The history of this change reads like this:
A few years after Global War I, the manufacturer of a breakfast food product known as “Oatflakes” realized a rather monumental increase in the sale of his product. Conscientious investigation showed that this increase was not due to the public becoming addicted to oatmeal as a morning, noon and night diet (with a midnight snack tossed in) but entirely due to a new plaything called the “Wireless.” Wireless, it was found, required as a major component about a quarter of a mile of wire wound around the cylindrical box in which the oatflakes were packed.
Some years later, when the first home-manufacture of radio sets slowed because of professional manufacture of commercial radio, the sale of Oatflakes dropped to normal. At this point the manufacturer of the food product realized that the pathway to high sales was not along the contents, but along the package. Let the public buy the stuff for the box, or the box-top. If he wants to eat the stuff on the inside, that’s his business!

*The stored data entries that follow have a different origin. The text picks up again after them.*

PR #259, opened 2021-08-04
Induction with recursive functions

mezpusz:
The new inferences can be found in this paper:
https://easychair.org/publications/preprint/tLl5

A new induction inference `GeneralInduction` has been added, which implements:
- the original induction rule `sik one` where for one induction term `t` of datatype sort and literal `~L[t]` we create an induction formula
```(L[b1] & ... & !x1,...,xn. (L[xi1] & ... & L[xik]) -> L[r(x1,...,xn)) & ...) -> !x. L[x]```
where `b1,...` are the base constructors of the term algebra of `t` and `r(x1,...,xn), ...` are the recursive constructors with `xi1,...,xik, ...` of the same term algebra sort.
- a new induction `-sik rec_ref` based on recursive functions where the above rule is generalized so that multiple induction terms of term algebra sorts can be possible within one induction formula and not just term algebra constructors can be present but any term with the restriction that the cases based on the induction terms must obey a well-founded lexicographic order with the subterm subrelation.
- multi-clause induction (see paper). This further generalizes the above by adding "side literals" `L1,...,Ln` apart from the "main literal" L to the induction formulas, that is, each base case, step case conclusion and step case hypothesis is of the form:
```(L1[.] & ... & Ln[.]) -> L```
where [.] denoted the holes for the induction terms.
- generalizations over:
  - term occurrences: given a term with n occurrences in the main and side literals, we may induct on any combination of these occurrences. In particular, the induction rule `rec_def` excludes some of these possibilities, inducting on the so-called active occurrences always (see paper).
  - complex terms: this just treats complex (non-constant) terms as regular induction terms. There is a flag which disallows inductin on a complex term if it has only one occurrence. This makes sense in most cases but otherwise there are counterexamples where one occurrence is inducted upon.

Function definition rewriting:
- this rule uses equality-based function definition axioms in the orientation they were given in the input, disregarding Vampire's ordering
- due to term sharing, when an equality is changed, its orientation might also change, hence the weird flag in `Term` that saves if this happened. After going through the preprocessing, these function definition axioms remain unchanged and therefore they are not present in the saturation loop as given clauses.

Induction hypothesis rewriting:
- the main idea here is to create new "lemmas" for induction (when multiple induction steps are needed for a proof) which would be impossible due to the ordering constraints
- we do this lazily, that is, we don't exactly know which literals are induction hypothesis are which are conclusion, we just match them based on what "induction skolems" -- which currently uniquely map the induction case -- are marked for their clauses. When we see a disequality and an equality where the induction skolems of the first are a superset of that of the second, we rewrite the first with the second. We unmark the used induction skolems in the resulting clause so that the same induction hypothesis (or any clause stemming from it) is not used twice.
- the resulting clause is given to induction without returning it directly to the saturation loop.

Unit tests:
- some modifications are cherry picked from the branch `inequality-resolution` in order to test inferences using indices

### CODE REVIEW

File: Shell/InductionSchemeGenerator.hpp [hunk 1]
```diff
@@ -0,0 +1,243 @@
...
+  }
+
+  uint64_t val() {
+    ASS(_finished);
+    return _iter;
+  }
+
+  uint64_t num_bits() const {
+    ASS(_finished);
+    return __builtin_ctz(_max);
```
hzzv, line 86: Maybe add here ASS(_max);? Documentation for __builtin_ctz(x) says that the result is undefined if x==0. https://gcc.gnu.org/onlinedocs/gcc/Other-Builtins.html

Shell/InductionSchemeGenerator.cpp
```diff
@@ -0,0 +1,572 @@
...
+      }
+    }
+    Stack<TermList>::Iterator tvit(ta_vars);
+    while (tvit.hasNext()) {
+      recursiveCalls.emplace_back();
+      recursiveCalls.back().bind(0,tvit.next());
+    }
+    step.bind(0, TermList(Term::create(con->functor(),(unsigned)argTerms.size(), argTerms.begin())));
+    scheme.addCase(std::move(recursiveCalls), std::move(step));
+  }
```
hzzv, line 567: IIUC, while the scheme contains the 'term' (from arguments of generateStructural()) as an induction term, the cases only depend on the sort. However, the cases are always generated anew even if they were already generated for a different term of the same sort. Could this be optimized (eg. by caching the cases for each sort)?

Inferences/GeneralInduction.cpp
```diff
@@ -0,0 +1,517 @@
...
+    res.emplace_back(SLQueryResult(literal, premise), vset<pair<Literal*,Clause*>>());
+    while (itSides.hasNext()) {
+      auto qr = itSides.next();
+      if (InductionHelper::isInductionClause(qr.clause) && sideLitCondition(literal, premise, qr.literal, qr.clause)) {
+        res.back().second.emplace(qr.literal, qr.clause);
+      }
+    }
+  }
+  // pair current literal as side literal with possible main literals
+  // this results in only one side literal (the current)
```
hzzv, line 504: What about the inference where the current literal is one of multiple side literals? Is there a reason why we don't perform it?

Kernel/Inference.hpp
```diff
@@ -957,6 +965,23 @@ class Inference
...
 
+  DHSet<unsigned>* inductionInfo() const { return _inductionInfo; }
+  void addToInductionInfo(unsigned e) {
+    if (!_inductionInfo) {
+      _inductionInfo = new DHSet<unsigned>();
+    }
+    _inductionInfo->insert(e);
+  }
+  void removeFromInductionInfo(unsigned e) {
+    if (_inductionInfo) {
```
hzzv, line 976: Is it expected that this function will be called also when _inductionInfo was never allocated? If not, I think it would be good to use ASS(_inductionInfo) to catch potential bugs when the caller is expecting that _inductionInfo is present but in reality it is not.

Inferences/GeneralInduction.cpp
```diff
@@ -0,0 +1,517 @@
...
+  // Resolve all induction clauses with the main and side literals
+  auto resSubst = ResultSubstitution::fromSubstitution(&subst, 0, 1);
+  ClauseStack::Iterator cit(hyp_clauses);
+  while(cit.hasNext()){
+    Clause* c = cit.next();
+    for (const auto& v : hypVars) {
+      c->inference().addToInductionInfo(rvs.get(v));
+    }
+    auto qr = mainQuery;
+    qr.substitution = resSubst;
```
hzzv, line 356: Can we create 'qr' only once? It seems to be the same one for each iteration of this while loop.

Shell/InductionSchemeGenerator.hpp
mezpusz: Good catch! I added the assertion.

Shell/InductionSchemeGenerator.cpp
mezpusz: Good point. However, `InductionScheme`s are non-copyable because of the `DHMap` inside `Substitution`, so I ended up creating an intermediate container specific for these terms.

Inferences/GeneralInduction.cpp
mezpusz: The reason is we need another term index query to get other side literals for the main literal which would be as if the main literal triggered the induction. However, we could try it, I guess in some cases it would help, in others it would give more/bigger clauses without any benefit.

Kernel/Inference.hpp
mezpusz: Yes, it should be only performed on a subset of values that are queried from the very same inference, so the check makes sense.

Inferences/GeneralInduction.cpp
mezpusz: I made `mainQuery` and `sideLitQrPairs` non-references, so we copy the former and move the latter (since it is used only once) from outside and then we alter these before the binary resolution parts. I also perform the `Literal::complementaryLiteral` and `subst->apply` there since after that we don't use them anyways. Do you think this is reasonable?

Indexing/TermIndex.hpp
```diff
@@ -80,6 +80,37 @@ class SuperpositionLHSIndex
...
+public:
+  CLASS_NAME(ICSubtermIndex);
+  USE_ALLOCATOR(ICSubtermIndex);
+
+  ICSubtermIndex(TermIndexingStructure* is)
+    : TermIndex(is) {}
+
+protected:
+  void handleClause(Clause* c, bool adding);
+};
```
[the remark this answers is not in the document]
mezpusz: I changed their names to more proper non-abbreviations.

Shell/InductionSchemeGenerator.cpp
hzzv: Ok!

Inferences/GeneralInduction.cpp
hzzv: Looks good to me.

Indexing/TermIndex.hpp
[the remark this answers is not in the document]
hzzv: Thanks!

Inferences/GeneralInduction.cpp
hzzv: My point here is that whether we perform the inference then depends on the order of selection, so in some sense we are compromising completeness.
If it is not too much work, could you add that inference and see if it helps or hurts the performance?

Inferences/GeneralInduction.cpp
```diff
@@ -346,25 +346,27 @@ void GeneralInduction::generateClauses(
 
   // Resolve all induction clauses with the main and side literals
   auto resSubst = ResultSubstitution::fromSubstitution(&subst, 0, 1);
+  mainQuery.substitution = resSubst;
+  // Be aware that we change mainLit and sideLitQrPairs here irreversibly
```
hzzv, line 350: This comment reminded me - are there any pointer/reference arguments in any of the methods you introduce that are not supposed to be changed? If yes, it would be good to mark them const.

Inferences/GeneralInduction.cpp
mezpusz: Done.

Indexing/TermIndex.cpp
```diff
@@ -129,6 +188,10 @@ void DemodulationSubtermIndexImpl<combinatorySupSupport>::handleClause(Clause* c
 
   static DHSet<TermList> inserted;
 
+  if (c->inference().rule() == InferenceRule::IH_REWRITING) {
```
mezpusz, line 191: Remove this once no such clauses pop up in saturation where they shouldn't.

UnitTests/tInductionPreprocessor.cpp
```diff
@@ -0,0 +1,359 @@
...
+  checkCases(*schemes.begin(), {
+    { { { 0, r(x2).toTerm() }, { 1, r(r(x3)).toTerm() } }, { { { 0, f(x2,r(r(x3))).toTerm() }, { 1, x3.toTerm() } },
+                                                             { { 0, x2.toTerm() }, { 1, r(r(x3)).toTerm() } } } },
+    { { { 0, b.toTerm() }, { 1, x4.toTerm() } },           { } },
+    { { { 0, x5.toTerm() }, { 1, b.toTerm() } },           { } },
+    { { { 0, x6.toTerm() }, { 1, r(b).toTerm() } },        { } },
+  });
+
+  schemes.clear();
+  auto t2 = f(sk1,sk1);
```
hzzv, line 326: Maybe just use f(sk1,sk1) in the line below (similarly to above)?

UnitTests/tInductionPreprocessor.cpp
```diff
@@ -0,0 +1,359 @@
...
+    { { { 0, b1.toTerm() }, { 1, x5.toTerm() } },           { } },
+    { { { 0, b2.toTerm() }, { 1, x6.toTerm() } },           { } },
+    { { { 0, r2(x7,x8).toTerm() }, { 1, x9.toTerm() } },    { } },
+    { { { 0, x10.toTerm() }, { 1, b.toTerm() } },           { } },
+  });
+
+  // no scheme is generated if no Skolems are present or the term is non-ground
+  schemes.clear();
+  ft.requestInductionScheme(f(sk1,x).toTerm().term(), schemes);
+  ft.requestInductionScheme(f(b,sk1).toTerm().term(), schemes);
```
hzzv, line 354: Isn't this ground and isn't sk1 a skolem constant?

UnitTests/tInductionSchemeGenerator.cpp
```diff
@@ -0,0 +1,221 @@
...
+  sides.insert(make_pair(lit1, clause({ lit1 })));
+
+  gen.generate(qrMain, sides, res);
+
+  checkResult(res, {
+    { { sk2, { { lit2, 1 } } }, { sk3, { { lit2, 1 } } } },
+  });
+}
+
+TEST_FUN(test_04) {
```
hzzv, line 188: Please add a comment here.

UnitTests/tInductionSchemeGenerator.cpp
```diff
@@ -0,0 +1,221 @@
...
+  DECL_SKOLEM_CONST(sk2,s)                                                                 \
+  DECL_SKOLEM_CONST(sk3,s)                                                                 \
+  DECL_CONST(b, s)                                                                         \
+  DECL_FUNC(r, {s}, s)                                                                     \
+  DECL_TERM_ALGEBRA(s, {b, r})                                                             \
+  DECL_FUNC(f, {s, s}, s)                                                                  \
+  DECL_FUNC(g, {s, s}, s)                                                                  \
+  DECL_PRED(p, {s, s})
+
+void checkResult(vvector<pair<InductionScheme, OccurrenceMap>> res,
```
hzzv, line 32: Maybe better name this "checkOccurrenceMap" or something like that, since it checks only the occ. map and not the scheme?

UnitTests/tGeneralInduction.cpp
```diff
@@ -0,0 +1,463 @@
...
+      .indices({ index() })
+      .input( clause({ ~p(g(sK1)) }))
+      .expected({
+        clause({ ~p(g(b)), p(g(x)) }),
+        clause({ ~p(g(b)), ~p(g(r(x))) }),
+      })
+    )
+
+// multi-clause does not work due to clauses
+// not having complex terms in common
```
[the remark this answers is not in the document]
mezpusz: This is simply a choice I made based on experimental observations. I think we mentioned it in some early version of the paper. We can measure what happens without this filter and add a flag if it gives some additional results.

UnitTests/tGeneralInduction.cpp
```diff
@@ -0,0 +1,463 @@
...
+        clause({ g(sK3) == f(b,sK3), g(sK3) == f(r(x4),sK3) }),
+        clause({ g(sK3) == f(b,sK3), ~p(f(g(sK3),f(sK3,r(x4)))) }),
+      })
+    )
+
+// side premise triggers multi-clause
+TEST_GENERATION_INDUCTION(test_11,
+    Generation::TestCase()
+      .context({ clause({ ~p(f(sK1,sK2)) }),
+                 clause({ p(sK2) }) })
```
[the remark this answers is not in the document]
mezpusz: Makes sense. Also, here I had some problems matching the clauses and if we change the order of formula 1 and 2, the test won't work. This change somewhat makes it more resilient to this error as well.

UnitTests/tInductionHypothesisRewriting.cpp
```diff
@@ -0,0 +1,158 @@
...
+      .indices({ lhsIndex(), subtermIndex() })
+      .input( fromInduction(clause({  sk2 != f(f(sk2,sk2), sk1) })) )
+      .expected({
+              clause({  sk1 != f(f(sk2,sk2), sk1) }),
+              clause({  sk2 != f(f(sk1,sk1), sk1) }),
+              clause({  sk2 != f(f(sk2,sk2), sk2) }),
+      })
+    )
+
+// induction skolems are used only once
```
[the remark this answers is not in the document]
mezpusz: The "used again" below means the resulting clause is used again. I will clarify this.

UnitTests/tInductionPreprocessor.cpp
```diff
@@ -0,0 +1,359 @@
...
+                   { clause({ q(r1(x,y),r(z)), ~q(y,r(z)), g(b) == b, q(z,b) }),0, false } })
+
+  ASS(!env.signature->getFnDefHandler()->hasInductionTemplate(f.functor(), true));
+  ASS(!env.signature->getFnDefHandler()->hasInductionTemplate(g.functor(), true));
+  ASS(!env.signature->getFnDefHandler()->hasInductionTemplate(h.functor(), true));
+  ASS(!env.signature->getFnDefHandler()->hasInductionTemplate(p.functor(), false));
+  ASS(!env.signature->getFnDefHandler()->hasInductionTemplate(q.functor(), false));
+}
+
+// not useful functions
```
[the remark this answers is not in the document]
mezpusz: It means they are not recursive. I'll clarify this as well.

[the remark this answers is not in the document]
mezpusz: Or they are recursive but their arguments don't change. This is kind of confused in the code as well. If there are no inductive arguments, it can simply mean there are no recursive calls or that none of them change in any recursive call. I'll add comments to clarify.

UnitTests/tInductionHypothesisRewriting.cpp
```diff
@@ -0,0 +1,158 @@
...
+        clause({ f(sk1,sk2) != f(sk2,sk3) }),
+        clause({ f(sk1,sk4) != f(sk4,sk3) })
+      })
+    )
+
+// cases where nothing happens
+TEST_GENERATION(test_03,
+    Generation::TestCase()
+      .context({
+        fromInduction(clause({ sk1 != sk2 })), // due to same polarity
```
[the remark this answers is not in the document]
mezpusz: Added to the second test (if that's what you meant).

So in the early-middle years of the century there arose a character called Hopalong Cassidy, who portrayed an Old West chivalry and heroic strength great enough to sell boxtops by the gross ton. He tied-in sales with toy and clothing makers until business reached the Law of Diminishing Returns. After selling spurs for roller skates the brains ran out of ideas and turned to new fields.
Space travel was the coming thing, so the youth of the land turned to Tom Corbett, Space Cadet.
Tom Corbett’s only trouble was the same as the difficulty encountered by one Frank Merriwell fifty years earlier. After twenty years, Tom Corbett became the oldest undergraduate in Space Academy, just as Merriwell became the oldest undergraduate at Yale. The youth of the race wanted a real spaceman, full fledged and heroic, and so they got it.
Meet Dusty Britton of The Space Patrol...
The sleek spacecraft landed and the clouds of hot dust rose almost to the spacelock, driven up by the fierce reaction blast. A hundred yards from the Patrol cruiser lay the broken spacecraft of Roger Fulton, arch-fiend, cornered at last.